= Confederate History Month =

Commemorative month in the Southern United States

Confederate History Month is a month designated by seven state governments in the Southern United States for the purpose of recognizing and honoring the Confederate States of America. April has traditionally been chosen, as Confederate Memorial Day falls during that month in many of these states. The designation of a month as Confederate History Month began in 1994.

== State declarations ==
Although Confederate Memorial Day is a holiday in most Southern states, the tradition of having a Confederate History Month is not uniform. State governments that have regularly declared Confederate History Month are as follows:
- Alabama
- Florida (since 2007)
- Georgia (by proclamation since 1995, by legislative authority since 2009)
- Louisiana
- Mississippi
- Texas (since 1999)
- Virginia (1994–2002, 2010)

Only Mississippi has officially declared April Confederate Heritage Month in 2022, 2023, and 2024.

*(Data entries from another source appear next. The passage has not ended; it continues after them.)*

PR #2954, opened 2021-02-24
Promise.anySettled

chicoxyzzy:
Tests for https://github.com/tc39/ecma262/pull/2226

There is only one new file `race.js` which checks that both functions are the same function object, everywhere else it's renaming `race` to `anySettled`


rwaldron:
Bold move!

chicoxyzzy:
I was not sure what's the best way to add tests for this change. Adding a separate `anySettled` directory would make it harder to update tests for both combinators. Another option is to keep `Promise.race` tests as before (only change `Promise.race.name` test if that will be web compatible), but add `anySettled.js` with the same source code as currently in `race.js`

rwaldron:
> I was not sure what's the best way to add tests for this change. Adding a separate `anySettled` directory would make it harder to update tests for both combinators. Another option is to keep `Promise.race` tests as before (only change `Promise.race.name` test if that will be web compatible), but add `anySettled.js` with the same source code as currently in `race.js`

I didn't mean to imply that this wasn't the best way to make this change—I think it is!

leobalter:
> I was not sure what's the best way to add tests for this change. Adding a separate `anySettled` directory would make it harder to update tests for both combinators. Another option is to keep `Promise.race` tests as before (only change `Promise.race.name` test if that will be web compatible), but add `anySettled.js` with the same source code as currently in `race.js`

We still need tests for `Promise.race` (not anySettled) asserting a few things:

- `assert.sameValue(Promise.race, Promise.anySettled);`
- prop-desc.js
- length.js // maybe?
- name.js // which is the most important to track name would need to change to `anySettled`.

These would validate `Promise.race` as a copy of anySettled and I couldn't find them quick browsing this PR.

Assuming everything else is a copy and paste with the proper renamings from `race` to `anySettled`, it LGTM. Even the `name` test - test/built-ins/Promise/anySettled/name.js - is good!

Nice job!

chicoxyzzy:
> assert.sameValue(Promise.race, Promise.anySettled);

This one [is in commit already](https://github.com/tc39/test262/pull/2954/files#diff-18643571bf12fc0d2b0e80f35d0a8879a20915e8d6528cc00b9d9bd7931efe36), but maybe it's better to move it to `/race` directory and I need to find a better filename.

> - prop-desc.js
> - length.js // maybe?
> - name.js // which is the most important to track name would need to change to anySettled.

Yes, we definitely need these tests too! I'll add them on Saturday afternoon in my TZ. Thank you Leo!

leobalter:
> > assert.sameValue(Promise.race, Promise.anySettled);
> 
> This one [is in commit already](https://github.com/tc39/test262/pull/2954/files#diff-18643571bf12fc0d2b0e80f35d0a8879a20915e8d6528cc00b9d9bd7931efe36), but maybe it's better to move it to `/race` directory and I need to find a better filename.

it could be just a `.../Promise/race/anySettled.js` file.

> > * prop-desc.js
> > * length.js // maybe?
> > * name.js // which is the most important to track name would need to change to anySettled.
> 
> Yes, we definitely need these tests too! I'll add them on Saturday afternoon in my TZ. Thank you Leo!

I'm looking forward to it, but please take your time!

chicoxyzzy:
Now these files are preserved in `/Promise/race` directory
- prop-desc.js
- length.js
- name.js
- not-a-constructor.js

 and  `anySettled.js/race` is now to `race/anySettled.js`

test/built-ins/Promise/race/name.js
```diff
@@ -0,0 +1,26 @@
...
+
+    [...]
+
+    Unless otherwise specified, the name property of a built-in Function
+    object, if it exists, has the attributes { [[Writable]]: false,
+    [[Enumerable]]: false, [[Configurable]]: true }.
+includes: [propertyHelper.js]
+---*/
+
+assert.sameValue(Promise.race.name, 'race');
```
leobalter: the value should be `allSettled`, right? Ref https://github.com/tc39/ecma262/pull/2226#discussion_r520910084

test/built-ins/Promise/race/length.js
```diff
@@ -0,0 +1,25 @@
+// Copyright (C) 2021 Sergey Rubanov. All rights reserved.
+// This code is governed by the BSD license found in the LICENSE file.
+/*---
+es6id: 25.4.4.3
```
leobalter: use `esid: sec-promise.race` instead. Same for the other files in this commit with es6id. Most of these are no longer a true reference to es6.

test/built-ins/Promise/race/name.js
```diff
@@ -0,0 +1,26 @@
...
+    identified as an anonymous function has a name property whose value is a
+    String. Unless otherwise specified, this value is the name that is given to
+    the function in this specification.
+
+    [...]
+
+    Unless otherwise specified, the name property of a built-in Function
+    object, if it exists, has the attributes { [[Writable]]: false,
+    [[Enumerable]]: false, [[Configurable]]: true }.
+includes: [propertyHelper.js]
```
leobalter: add `features: [Promise.anySettled]`

test/built-ins/Promise/race/not-a-constructor.js
```diff
@@ -0,0 +1,29 @@
+// Copyright (C) 2021 Sergey Rubanov. All rights reserved.
+// This code is governed by the BSD license found in the LICENSE file.
+
+/*---
+esid: sec-ecmascript-standard-built-in-objects
```
leobalter: `esid: sec-promise.race`

test/built-ins/Promise/race/not-a-constructor.js
```diff
@@ -0,0 +1,29 @@
...
+includes: [isConstructor.js]
+features: [Reflect.construct, arrow-function]
+---*/
+
+assert.sameValue(isConstructor(Promise.race), false, 'isConstructor(Promise.race) must return false');
+
+assert.throws(TypeError, () => {
+  new Promise.race([]);
+}, '`new Promise.race([])` throws TypeError');
+
```
leobalter: this test file seems redundant as you already have `test/built-ins/Promise/race/anySettled.js`. It doesn't hurt one way or another.

test/built-ins/Promise/race/anySettled.js
```diff
@@ -7,4 +7,4 @@ description: >
   The initial value of the *"race"* property is the same function object as the initial value of the `Promise.anySettled` property.
 ---*/
```
leobalter, line 8: add features: [Promise.anySettled]

leobalter (changes requested):
Just a few minor changes requested, otherwise LGTM

test/built-ins/Promise/anySettled/S25.4.4.3_A1.1_T1.js
```diff
@@ -0,0 +1,13 @@
+// Copyright 2014 Cubane Canada, Inc.  All rights reserved.
+// See LICENSE for details.
+
+/*---
+info: Promise.anySettled is callable
+es6id: S25.4.4.3_A1.1_T1
+author: Sam Mikes
+description: Promise.anySettled is callable
+---*/
```
leobalter, line 9: some meta here: for all the files in this `Promise.anySettled` folder please replace any es6id with `esid: sec-promise-anysettled` and make sure each one of them has the `features: [Promise.anySettled]`, adding the feature tag if they already have a `features` entry.

leobalter (changes requested):

akamsmrhill:
> Tests for https://github.com/tc39/ecma262/pull/2226
> 
> There is only one new file `race.js` which checks that both functions are the same function object, everywhere else it's renaming `race` to `anySettled`

test/built-ins/Promise/anySettled/ctx-ctor.js
```diff
@@ -3,18 +3,18 @@
...
     [...]
     6. Let promiseCapability be NewPromiseCapability(C).
     [...]
     10. Let iteratorRecord be Record {[[iterator]]: iterator, [[done]]: false}.
-    11. Let result be PerformPromiseRace(iteratorRecord, promiseCapability, C).
+    11. Let result be PerformPromiseAnySettled(iteratorRecord, promiseCapability, C).
     [...]
     13. Return Completion(result).
-features: [class]
+features: [classfeatures, Promise.anySettled]
```
leobalter, line 17:
```suggestion
features: [class, Promise.anySettled]
```

test/built-ins/Promise/anySettled/species-get-error.js
```diff
@@ -3,14 +3,14 @@
...
-es6id: 25.4.4.3
+    Promise.anySettled() does not retrieve `Symbol.species` property of the `this` value
+esid: sec-promise-anysettled
 info: |
     1. Let C be the this value.
     2. If Type(C) is not Object, throw a TypeError exception.
     3. Let promiseCapability be ? NewPromiseCapability(C).
     ...
-features: [Symbol.species]
+features: [Symbol.speciesPromise.anySettled]
```
leobalter, line 13:
```suggestion
features: [Symbol.species, Promise.anySettled]
```

leobalter:
Two minor typos, after that it LGTM.

Thanks for working through this, it's a nice job and I hope we ship Promise.anySettled in ECMA-262 soon!

chicoxyzzy:
Thank you for your help!

leobalter (approved):
cc @ljharb @mathiasbynens FYI

test/built-ins/Promise/anySettled/S25.4.4.3_A2.2_T3.js
```diff
@@ -3,14 +3,15 @@
...
     4. Let iterator be GetIterator(iterable).
     5. IfAbruptRejectPromise(iterator, promiseCapability)
-es6id: S25.4.4.3_A2.2_T3
+esid: sec-promise-anysettled
 author: Sam Mikes
-description: Promise.race rejects if GetIterator throws
+description: Promise.anySettled rejects if GetIterator throws
 features: [Symbol.iterator]
 flags: [async]
+features: [Promise.anySettled]
```
leobalter, line 14: another minor typo: duplicate features.

```suggestion
features: [Symbol.iterator, Promise.anySettled]
flags: [async]
```

test/built-ins/Promise/anySettled/S25.4.4.3_A4.1_T2.js
```diff
@@ -2,11 +2,12 @@
...
 
 /*---
-es6id: S25.4.4.3_A4.1_T2
+esid: sec-promise-anysettled
 author: Sam Mikes
-description: Promise.race rejects if IteratorStep throws
+description: Promise.anySettled rejects if IteratorStep throws
 features: [Symbol.iterator]
 flags: [async]
+features: [Promise.anySettled]
```
leobalter, line 10:
```suggestion
features: [Symbol.iterator, Promise.anySettled]
flags: [async]
```

leobalter (commented):
... We should be capturing these duplicate tags in the linting tool.

leobalter:
@chicoxyzzy apparently my eyes couldn't catch all the duplicate `features:` in the files and that causes a false positive in CircleCI (to be resolved separately).

Thanks for fixing that!

Just to register a quick helper: `git grep -o 'features: ' -- test/built-ins/Promise/anySettled | uniq -d` would print any files with duplicates.

test/built-ins/Promise/race/name.js
mathiasbynens: The comment you point to suggests using `anySettled`, not `allSettled`.

But this is something I will bring up in committee. I think the safest/most conservative option is to preserve the pre-existing function object, i.e. have the name be `race`. This matches what happened with `trimLeft`/`trimRight`.

It would be nice (IMHO, nicer) to have the name be `anySettled`, but there is a minor web compat risk, since it would change `Promise.race.name` to `'anySettled'`.

mathiasbynens (approved):

test/built-ins/Promise/race/name.js
chicoxyzzy: I 💯 agree

leobalter: > The comment you point to suggests using `anySettled`, not `allSettled`.

It was a typo. Thanks!

leobalter: I'm not taking any strong sides but I have a preference for the name being `anySettled`. I understand it's a breaking change but it feels like one we can go through without problems.

chicoxyzzy:
I think we can close this PR as normative change had no agreement on March meeting.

In 2022, four states: Alabama and Mississippi (April 25), North Carolina and South Carolina (May 10) celebrated Confederate Memorial Day.

== Controversy ==
The Confederacy lost the Civil War, which occurred when the Southern states seceded from the United States in order to defend the institution of slavery, which fueled the mainly agricultural economies of those states. Confederate History Month and Confederate Memorial Day are thus highly controversial as they are linked to a war, secession, and anti-Black racism.

When Virginia Governor Bob McDonnell issued a proclamation resurrecting Confederate History Month in 2010, controversy arose due to the proclamation's omission of slavery. McDonnell later announced, "The proclamation issued by this Office designating April as Confederate History Month contained a major omission. The failure to include any reference to slavery was a mistake, and for that I apologize to any fellow Virginian who has been offended or disappointed. The abomination of slavery divided our nation, deprived people of their God-given inalienable rights, and led to the Civil War. Slavery was an evil, vicious and inhumane practice which degraded human beings to property, and it has left a stain on the soul of this state and nation." McDonnell has indicated that he will not issue a proclamation in future years. In 2007, the Virginia General Assembly approved a formal statement of "profound regret" for the Commonwealth's history of slavery.

On April 11, 2010, Mississippi Governor Haley Barbour defended McDonnell on CNN's State of the Union, calling the controversy raised by McDonnell's proclamation "just a nit". "It's trying to make a big deal out of something that doesn't matter for diddly," Barbour said.
Unlike the Virginia proclamation, the 2010 Alabama proclamation noted, "our recognition of Confederate history also recognizes that slavery was one of the causes of the war, an issue in the war, was ended by the war and slavery is hereby condemned."